• [EXERCISE OBJECTIVE] Print the records again, character for character.

• [TASK INPUT]
PR #4993, opened 2025-03-19
Allow multiple env_file to be specified, split on os pathsep

masenf:


adhami3310:
we already have some logic for environment variables, we use `:` for all of them, do you want to integrate the logic together?

masenf:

• [ANSWER FOR THIS EXERCISE]
PR #4993, opened 2025-03-19
Allow multiple env_file to be specified, split on os pathsep

masenf:


adhami3310:
we already have some logic for environment variables, we use `:` for all of them, do you want to integrate the logic together?

masenf:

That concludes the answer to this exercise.